Provided records »
PR #4503, opened 2021-01-14
[quickfix] Test to wait for build to complete before running proposals

kriegfrj:
@bjhargrave  reported that simpleReference_toWorkspaceClass_suggestsBundles() was failing intermittently. I was able to reproduce in my workspace. Doing a clean before building seemed to make it pass.

When I tried it in my own workspace I had the same problem both in Gradle and through Bndtools. It would fail very consistently. When I tried to hook up the debugger and set a breakpoint on the test in question, it would pass consistently even with no other code changes.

Prompt » Reproduce the entries above in full by retyping them exactly.

Solution for this exercise »
PR #4503, opened 2021-01-14
[quickfix] Test to wait for build to complete before running proposals

kriegfrj:
@bjhargrave  reported that simpleReference_toWorkspaceClass_suggestsBundles() was failing intermittently. I was able to reproduce in my workspace. Doing a clean before building seemed to make it pass.

When I tried it in my own workspace I had the same problem both in Gradle and through Bndtools. It would fail very consistently. When I tried to hook up the debugger and set a breakpoint on the test in question, it would pass consistently even with no other code changes.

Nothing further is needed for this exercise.